PR #190, opened 2024-03-03
Add docs for reference commands

kwmonroe:
### Summary

Generate reference docs for `k8s $cmd` and add them to our `./docs/src/_parts`.

### Changes

- un-hide `k8s config` and `k8s status` commands
- new `gen_cmd_docs.go` that uses cobra to generate markdown based on our `./src/k8s/cmd/k8s` commands
- new `go.doc` make target that runs as part of the code quality gh workflow
  - if cmd docs are affected but not included in future PRs, this action will fail telling authors to run `make go.doc`
- include initial `./docs/src/_parts` content


evilnick:
Cool. I have a trick for these docs, let me see if I can make it work

evilnick:
cool, that works! Not crazy about some of the formatting, but I can probably strip some of it out.
Do these get regenerated with the build?

src/k8s/cmd/k8s/k8s.go
```diff
@@ -71,5 +71,6 @@ func NewRootCmd() *cobra.Command {
 	rootCmd.AddCommand(newHelmCmd())
 	rootCmd.AddCommand(newKubectlCmd())
 
+	rootCmd.DisableAutoGenTag = true
```
kwmonroe, line 74: without this, we get this at the bottom of our docs:

`generated by cobra`

which isn't bad, per se.. just not necessary in our reference docs.

src/k8s/Makefile
```diff
@@ -6,6 +6,10 @@ go.fmt:
 	go mod tidy
 	go fmt ./...
 
+go.docs: go.doc
+go.doc:
+	$(DQLITE_BUILD_SCRIPTS_DIR)/static-go-doc.sh gen_cmd_docs.go
+
```
kwmonroe, line 12: `go run gen_cmd_docs.go` needs `dqlite.h`

src/k8s/hack/gen_cmd_docs.go
```diff
@@ -0,0 +1,17 @@
+package main
```
kwmonroe, line 1: this impl of cobra needs to be `go run`, which needs a `main`, which would conflict with our `./src/k8s/cmd/main.go` -- hence this is in our `hack` util dir.

evilnick:
This gets a :cake: from me for how the docs turn out - not sure if anyone wants to review the code changes

src/k8s/hack/gen_cmd_docs.go
```diff
@@ -0,0 +1,17 @@
...
+)
+
+func main() {
+	k8sCmd := k8s.NewRootCmd()
+
+	err := doc.GenMarkdownTree(k8sCmd, "../../../docs/src/_parts/commands")
+	if err != nil {
+		log.Fatal(err)
+	}
+}
```
neoaggelos, line 17: could we make this a hidden `k8s documentation` command? That way you can avoid the `-C ${DIR}` things below

kwmonroe: i can make this a `k8s $cmd` and generate docs at runtime, but i'm not sure how to call it from a Makefile / gh action that can determine if a PR-under-test is missing docs.

kwmonroe: aha!  call it like you would any other command, so long as it's built/linked in the go.doc target.  thanks @neoaggelos!

kwmonroe (commented):
LGTM with some clutch plays from the team.

PR #192, opened 2024-03-04
Request enabled should be treated as true if not set in request

berkayoz:
Request enabled should be treated as true if not set in request, otherwise the functionality won't be refreshed with new settings.


bschimke95 (approved):
LGTM

PR #201, opened 2024-03-04
Add unit tests for k8sd/setup/kubelet

eaudetcobello:


src/k8s/pkg/k8sd/setup/kubelet_test.go
```diff
@@ -1,8 +1,94 @@
...
+	"github.com/stretchr/testify/require"
+)
+
+// testFixture prepares and returns a test environment setup.
+func testFixture(t *testing.T) *mock.Snap {
+	g := NewWithT(t)
+	dir := t.TempDir()
+
+	// Ensure the mock CNI binary can be written.
+	require.NoError(t, os.WriteFile(path.Join(dir, "mockcni"), []byte("echo hi"), 0600))
```
neoaggelos, line 22: This mixes `gomega` and require. Please use `g.Expect(err).To(BeNil())`

src/k8s/pkg/k8sd/setup/kubelet_test.go
```diff
@@ -1,8 +1,94 @@
...
+			{"--eviction-hard", "'memory.available<100Mi,nodefs.available<1Gi,imagefs.available<1Gi'"},
+			{"--fail-swap-on", "false"},
+			{"--hostname-override", "dev"},
+			{"--kubeconfig", path.Join(kubernetesConfigDir, "kubelet.conf")},
+			{"--node-labels", expectedLabels},
+			{"--read-only-port", "0"},
+			{"--register-with-taints", ""},
+			{"--root-dir", kubeletRootDir},
+			{"--serialize-image-pulls", "false"},
+			{"--tls-cipher-suites", strings.Join(setup.GetKubeletTLSCipherSuites(), ",")},
```
neoaggelos, line 84: Note that this is not really testing anything useful. Either hardcode the list (which must be updated when we change the list of TLS cipher suites), ensure it is not empty, ensure it has a few ones we care about, or ignore completely.

I would recommend going with a hardcoded list here.

```suggestion
			{"--tls-cipher-suites", strings.Join(setup.GetKubeletTLSCipherSuites(), ",")},
```

src/k8s/pkg/k8sd/setup/kubelet_test.go
```diff
@@ -1,8 +1,94 @@
...
-	// TODO: setup a mock snap with paths, then verify setup.Kubelet().
-	// See TestContainerd() for inspiration.
+	g := NewWithT(t)
+
+	s := testFixture(t)
+
+	kubernetesPKIDir := s.KubernetesPKIDir()
+	containerdSocketDir := s.ContainerdSocketDir()
+	kubernetesConfigDir := s.KubernetesConfigDir()
+	kubeletRootDir := s.KubeletRootDir()
```
neoaggelos, line 59: this works, but maybe has unnecessary setup work. Consider creating a mock snap that only sets the 4 particular dirs we care about here.

src/k8s/pkg/k8sd/setup/kubelet_test.go
```diff
@@ -1,8 +1,94 @@
...
+
+	g.Expect(setup.KubeletControlPlane(s, "dev", nil, "10.152.1.1", "test-cluster.local", "")).To(BeNil())
+
+	t.Run("Args", func(t *testing.T) {
+		expectedLabels := strings.Join(append(setup.GetKubeletControlPlaneLabels(), setup.GetKubeletWorkerLabels()...), ",")
```
neoaggelos, line 64: same here, prefer hardcoding the labels instead. if the implementation changes, the tests will need to be adapted as well. if the implementation drops them by accident, then the tests will serve as a backup

neoaggelos (commented):
Going in the right direction, some comments

src/k8s/pkg/k8sd/setup/kubelet.go
```diff
@@ -52,7 +52,7 @@ func kubelet(snap snap.Snap, hostname string, nodeIP net.IP, clusterDNS string,
 		"--fail-swap-on":                 "false",
 		"--hostname-override":            hostname,
 		"--kubeconfig":                   path.Join(snap.KubernetesConfigDir(), "kubelet.conf"),
-		"--node-labels":                  strings.Join(labels, ","),
+		"--node-labels":                  strings.Join(append(kubeletControlPlaneLabels, kubeletWorkerLabels...), ","),
 		"--read-only-port":               "0",
```
neoaggelos, line 56: this does not look right

src/k8s/pkg/k8sd/setup/kubelet_test.go
```diff
@@ -1,8 +1,149 @@
...
+			{"--node-labels", expectedLabels},
+			{"--read-only-port", "0"},
+			{"--register-with-taints", ""},
+			{"--root-dir", s.Mock.KubeletRootDir},
+			{"--serialize-image-pulls", "false"},
+			{"--tls-cipher-suites", strings.Join(kubeletTLSCipherSuites, ",")},
+			{"--cloud-provider", "provider"},
+			{"--cluster-dns", "10.152.1.1"},
+			{"--cluster-domain", "test-cluster.local"},
+			{"--node-ip", net.IP("192.168.0.1").String()},
```
neoaggelos, line 89: prefer static over auto-generation
```suggestion
			{"--node-ip", "192.168.0.1"},
```

src/k8s/pkg/k8sd/setup/kubelet_test.go
```diff
@@ -1,8 +1,149 @@
...
+			{"--eviction-hard", "'memory.available<100Mi,nodefs.available<1Gi,imagefs.available<1Gi'"},
+			{"--fail-swap-on", "false"},
+			{"--hostname-override", "dev"},
+			{"--kubeconfig", path.Join(s.Mock.KubernetesConfigDir, "kubelet.conf")},
+			{"--node-labels", expectedLabels},
+			{"--read-only-port", "0"},
+			{"--register-with-taints", ""},
+			{"--root-dir", s.Mock.KubeletRootDir},
+			{"--serialize-image-pulls", "false"},
+			{"--tls-cipher-suites", strings.Join(kubeletTLSCipherSuites, ",")},
```
neoaggelos, line 85: prefer static here

src/k8s/pkg/k8sd/setup/kubelet_test.go
```diff
@@ -1,8 +1,149 @@
...
+
+		// Call the kubelet control plane setup function
+		g.Expect(setup.KubeletControlPlane(s, "dev", net.IP("192.168.0.1"), "10.152.1.1", "test-cluster.local", "provider")).To(BeNil())
+
+		// Ensure the kubelet arguments file has the expected arguments and values
+		tests := []struct {
+			key         string
+			expectedVal string
+		}{
+			{"--anonymous-auth", "false"},
```
neoaggelos, line 70: use named fields
```suggestion
			{key: "--anonymous-auth", expectedVal: "false"},
```

neoaggelos (commented):
Stylistic comments, but please deal with them. Further, I am missing unit tests for worker node kubelets

src/k8s/pkg/k8sd/setup/kubelet.go
neoaggelos: the tests for worker nodes should have caught this

eaudetcobello: Wow good catch

src/k8s/pkg/k8sd/setup/kubelet_test.go
```diff
@@ -1,8 +1,238 @@
...
+		g.Expect(err).To(BeNil())
+		g.Expect(len(args)).To(Equal(len(tests)))
+	})
+
+	t.Run("Setup control plane with all optional arguments missing", func(t *testing.T) {
+		g := NewWithT(t)
+
+		// Create a mock snap
+		s, dir := testFixture(t)
+		defer os.RemoveAll(dir)
```
bschimke95, line 99: The test framework will take care of cleaning this up.
From the `t.TempDir` documenation:
```
// TempDir returns a temporary directory for the test to use.
// The directory is automatically removed by Cleanup when the test and
// all its subtests complete.
```

src/k8s/pkg/k8sd/setup/kubelet_test.go
```diff
@@ -1,8 +1,238 @@
...
+		args, err := utils.ParseArgumentFile(path.Join(s.Mock.ServiceArgumentsDir, "kubelet"))
+		g.Expect(err).To(BeNil())
+		g.Expect(len(args)).To(Equal(len(tests)))
+	})
+
+	t.Run("Setup worker with all possible arguments", func(t *testing.T) {
+		g := NewWithT(t)
+
+		// Create a mock snap
+		s, dir := testFixture(t)
```
bschimke95, line 143: Let's make this explicit and follow Go conventions:

`mustSetupSnapAndDirectory(t)`

bschimke95 (commented):
Looks good - just some nits

src/k8s/pkg/k8sd/setup/kubelet_test.go
eaudetcobello: Good to know !

src/k8s/pkg/k8sd/setup/kubelet_test.go
```diff
@@ -1,8 +1,236 @@
...
+
+		// Ensure the kubelet arguments file has exactly the expected number of arguments
+		args, err := utils.ParseArgumentFile(path.Join(s.Mock.ServiceArgumentsDir, "kubelet"))
+		g.Expect(err).To(BeNil())
+		g.Expect(len(args)).To(Equal(len(tests)))
+	})
+
+	t.Run("Setup with missing service arguments file should fail", func(t *testing.T) {
+
+	})
```
neoaggelos, line 235: This is not testing anything?

src/k8s/pkg/k8sd/setup/kubelet_test.go
```diff
@@ -1,8 +1,236 @@
...
+			{key: "--serialize-image-pulls", expectedVal: "false"},
+			{key: "--tls-cipher-suites", expectedVal: kubeletTLSCipherSuites},
+			{key: "--cloud-provider", expectedVal: "provider"},
+			{key: "--cluster-dns", expectedVal: "10.152.1.1"},
+			{key: "--cluster-domain", expectedVal: "test-cluster.local"},
+			{key: "--node-ip", expectedVal: "192.168.0.1"},
+		}
+		for _, tc := range tests {
+			t.Run(tc.key, func(t *testing.T) {
+				val, err := snaputil.GetServiceArgument(s, "kubelet", tc.key)
```
neoaggelos, line 175: Sub-tests must get their own `gomega` instance
```suggestion
			t.Run(tc.key, func(t *testing.T) {
				g := NewWithT(t)
				val, err := snaputil.GetServiceArgument(s, "kubelet", tc.key)
```

src/k8s/pkg/k8sd/setup/kubelet_test.go
```diff
@@ -1,8 +1,236 @@
...
+			{key: "--kubeconfig", expectedVal: path.Join(s.Mock.KubernetesConfigDir, "kubelet.conf")},
+			{key: "--node-labels", expectedVal: expectedWorkerLabels},
+			{key: "--read-only-port", expectedVal: "0"},
+			{key: "--register-with-taints", expectedVal: ""},
+			{key: "--root-dir", expectedVal: s.Mock.KubeletRootDir},
+			{key: "--serialize-image-pulls", expectedVal: "false"},
+			{key: "--tls-cipher-suites", expectedVal: kubeletTLSCipherSuites},
+		}
+		for _, tc := range tests {
+			t.Run(tc.key, func(t *testing.T) {
```
neoaggelos, line 220: same here

src/k8s/pkg/k8sd/setup/kubelet_test.go
```diff
@@ -1,8 +1,236 @@
...
+		g.Expect(err).To(BeNil())
+		g.Expect(len(args)).To(Equal(len(tests)))
+	})
+
+	t.Run("Setup control plane with all optional arguments missing", func(t *testing.T) {
+		g := NewWithT(t)
+
+		// Create a mock snap
+		s, dir := mustSetupSnapAndDirectories(t, mustReturnMockForKubelet)
+		defer os.RemoveAll(dir)
```
neoaggelos, line 97: `t.TempDir()` already cleans up, the defer here is not needed. Also, no need to return the `dir` either.

src/k8s/pkg/k8sd/setup/kubelet.go
```diff
@@ -74,5 +74,6 @@ func kubelet(snap snap.Snap, hostname string, nodeIP net.IP, clusterDNS string,
 	if _, err := snaputil.UpdateServiceArguments(snap, "kubelet", args, nil); err != nil {
 		return fmt.Errorf("failed to render arguments file: %w", err)
 	}
+
```
neoaggelos, line 77: revert

```suggestion
```

neoaggelos (changes requested):
Needs some more work

bschimke95 (commented):
Two more things and we are good to go

src/k8s/pkg/k8sd/setup/kubelet_test.go
```diff
@@ -1,8 +1,245 @@
...
+		g := NewWithT(t)
+		s := mustSetupSnapAndDirectories(t, setKubeletMock)
+
+		s.Mock.ServiceArgumentsDir = "nonexistent"
+
+		g.Expect(setup.KubeletControlPlane(s, "", nil, "", "", "")).ToNot(Succeed())
+		g.Expect(setup.KubeletWorker(s, "", nil, "", "", "")).ToNot(Succeed())
+
+		g.Expect(setup.KubeletControlPlane(s, "dev", net.ParseIP("192.168.0.1"), "10.152.1.1", "test-cluster.local", "provider")).ToNot(Succeed())
+		g.Expect(setup.KubeletWorker(s, "dev", net.ParseIP("192.168.0.1"), "10.152.1.1", "test-cluster.local", "provider")).ToNot(Succeed())
```
neoaggelos, line 243: What are we testing here? Test one invocation, or make separate tests

eaudetcobello: Testing that invoking KubeletControlPlane/KubeletWorker with different arguments always results in an error if the required directory does not exist.

neoaggelos: Let's make them separate tests then. Also, testing with empty values is not very useful (the implementation could be failing with an empty hostname, so your test does not test what you think it does).

neoaggelos (approved):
= = = = = = =
◆ Prompt ◆
The string "eaudetcobello" appears in some lines of the material. Report how many, and nothing more.

◆ Response ◆
4